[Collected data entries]

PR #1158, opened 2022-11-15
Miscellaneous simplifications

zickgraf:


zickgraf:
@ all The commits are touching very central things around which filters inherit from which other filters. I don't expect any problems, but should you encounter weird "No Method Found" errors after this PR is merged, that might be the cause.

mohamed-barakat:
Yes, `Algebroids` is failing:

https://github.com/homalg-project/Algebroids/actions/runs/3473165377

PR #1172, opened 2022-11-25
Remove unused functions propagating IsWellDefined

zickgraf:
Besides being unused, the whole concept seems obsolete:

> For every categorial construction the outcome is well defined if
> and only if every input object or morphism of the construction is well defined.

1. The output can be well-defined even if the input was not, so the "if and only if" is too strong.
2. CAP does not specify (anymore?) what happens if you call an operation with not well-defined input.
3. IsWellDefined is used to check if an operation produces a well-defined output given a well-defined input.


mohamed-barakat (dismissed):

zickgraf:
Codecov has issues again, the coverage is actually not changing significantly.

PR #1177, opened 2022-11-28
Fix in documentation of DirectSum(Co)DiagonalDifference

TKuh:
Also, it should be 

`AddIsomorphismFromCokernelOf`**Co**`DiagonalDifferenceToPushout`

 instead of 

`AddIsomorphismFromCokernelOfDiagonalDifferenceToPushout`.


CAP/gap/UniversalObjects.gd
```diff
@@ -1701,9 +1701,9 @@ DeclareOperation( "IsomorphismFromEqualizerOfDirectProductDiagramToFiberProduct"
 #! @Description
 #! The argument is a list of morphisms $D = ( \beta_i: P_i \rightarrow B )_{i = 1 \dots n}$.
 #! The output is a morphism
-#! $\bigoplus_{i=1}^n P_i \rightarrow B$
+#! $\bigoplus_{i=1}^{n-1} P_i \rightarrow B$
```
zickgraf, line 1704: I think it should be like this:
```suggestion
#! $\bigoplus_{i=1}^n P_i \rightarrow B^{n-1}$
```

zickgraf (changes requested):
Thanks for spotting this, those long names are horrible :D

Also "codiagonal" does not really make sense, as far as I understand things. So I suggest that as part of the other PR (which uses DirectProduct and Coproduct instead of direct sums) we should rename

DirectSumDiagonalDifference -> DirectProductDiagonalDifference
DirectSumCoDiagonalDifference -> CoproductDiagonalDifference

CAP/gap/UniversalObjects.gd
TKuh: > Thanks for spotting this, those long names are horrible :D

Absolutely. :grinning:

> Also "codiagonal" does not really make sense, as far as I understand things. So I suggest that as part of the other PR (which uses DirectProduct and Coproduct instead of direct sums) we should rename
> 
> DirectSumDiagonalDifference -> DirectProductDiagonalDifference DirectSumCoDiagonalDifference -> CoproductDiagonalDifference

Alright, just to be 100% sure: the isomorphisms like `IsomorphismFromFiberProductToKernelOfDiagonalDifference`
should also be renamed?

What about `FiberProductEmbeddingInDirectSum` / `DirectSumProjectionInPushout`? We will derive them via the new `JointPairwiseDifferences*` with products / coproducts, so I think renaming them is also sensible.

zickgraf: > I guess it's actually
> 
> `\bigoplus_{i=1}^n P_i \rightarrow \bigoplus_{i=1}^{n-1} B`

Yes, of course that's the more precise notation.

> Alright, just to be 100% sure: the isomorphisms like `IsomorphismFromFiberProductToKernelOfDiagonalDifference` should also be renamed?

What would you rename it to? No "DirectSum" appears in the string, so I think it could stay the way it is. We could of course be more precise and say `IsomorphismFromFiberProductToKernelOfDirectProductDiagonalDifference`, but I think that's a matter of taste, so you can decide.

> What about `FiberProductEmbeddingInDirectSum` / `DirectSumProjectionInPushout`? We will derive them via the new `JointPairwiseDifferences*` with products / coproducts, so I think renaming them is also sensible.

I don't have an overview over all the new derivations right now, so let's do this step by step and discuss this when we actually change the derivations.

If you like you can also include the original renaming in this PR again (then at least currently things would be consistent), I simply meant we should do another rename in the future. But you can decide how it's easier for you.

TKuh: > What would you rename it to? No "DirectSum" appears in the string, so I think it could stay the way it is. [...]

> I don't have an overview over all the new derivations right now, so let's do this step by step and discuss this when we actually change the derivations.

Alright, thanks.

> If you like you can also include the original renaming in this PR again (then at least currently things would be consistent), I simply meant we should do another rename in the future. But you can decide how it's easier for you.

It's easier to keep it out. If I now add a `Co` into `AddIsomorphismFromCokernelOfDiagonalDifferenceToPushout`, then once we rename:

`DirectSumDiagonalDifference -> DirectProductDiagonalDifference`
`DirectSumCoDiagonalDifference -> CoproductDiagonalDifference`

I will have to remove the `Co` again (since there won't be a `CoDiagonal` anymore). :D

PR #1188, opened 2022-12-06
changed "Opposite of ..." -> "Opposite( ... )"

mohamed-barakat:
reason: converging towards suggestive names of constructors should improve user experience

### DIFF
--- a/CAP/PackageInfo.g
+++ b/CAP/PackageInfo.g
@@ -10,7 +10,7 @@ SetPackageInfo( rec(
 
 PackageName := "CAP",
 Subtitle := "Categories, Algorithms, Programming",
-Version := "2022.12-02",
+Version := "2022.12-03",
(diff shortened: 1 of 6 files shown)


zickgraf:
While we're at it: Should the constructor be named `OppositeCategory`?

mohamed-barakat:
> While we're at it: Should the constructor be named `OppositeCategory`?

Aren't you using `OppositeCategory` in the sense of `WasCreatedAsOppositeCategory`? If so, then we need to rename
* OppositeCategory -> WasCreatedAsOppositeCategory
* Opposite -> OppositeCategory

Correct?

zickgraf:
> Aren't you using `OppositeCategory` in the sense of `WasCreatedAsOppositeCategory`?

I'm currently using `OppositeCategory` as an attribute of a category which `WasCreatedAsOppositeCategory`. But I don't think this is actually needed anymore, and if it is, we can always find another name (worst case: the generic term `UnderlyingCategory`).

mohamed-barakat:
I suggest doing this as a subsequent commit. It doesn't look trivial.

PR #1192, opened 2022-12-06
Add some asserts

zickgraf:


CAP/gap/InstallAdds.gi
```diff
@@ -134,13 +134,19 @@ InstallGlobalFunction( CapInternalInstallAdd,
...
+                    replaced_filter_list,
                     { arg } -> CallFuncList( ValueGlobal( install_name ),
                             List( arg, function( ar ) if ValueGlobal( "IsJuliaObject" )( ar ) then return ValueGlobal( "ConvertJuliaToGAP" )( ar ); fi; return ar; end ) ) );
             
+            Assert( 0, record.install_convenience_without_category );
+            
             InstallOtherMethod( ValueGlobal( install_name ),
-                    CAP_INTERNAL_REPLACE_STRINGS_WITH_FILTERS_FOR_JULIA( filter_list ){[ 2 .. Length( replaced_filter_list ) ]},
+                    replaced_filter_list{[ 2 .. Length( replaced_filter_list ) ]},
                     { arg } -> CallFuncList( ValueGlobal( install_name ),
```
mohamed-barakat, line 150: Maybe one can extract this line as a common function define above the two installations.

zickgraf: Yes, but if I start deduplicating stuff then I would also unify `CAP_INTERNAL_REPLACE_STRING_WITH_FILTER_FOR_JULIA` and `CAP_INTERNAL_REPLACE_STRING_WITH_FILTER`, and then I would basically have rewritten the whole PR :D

### What needs to be done
Search the data above for the word "Length", then gather each line in which it appears.

### Answer box
-                    CAP_INTERNAL_REPLACE_STRINGS_WITH_FILTERS_FOR_JULIA( filter_list ){[ 2 .. Length( replaced_filter_list ) ]},
+                    replaced_filter_list{[ 2 .. Length( replaced_filter_list ) ]},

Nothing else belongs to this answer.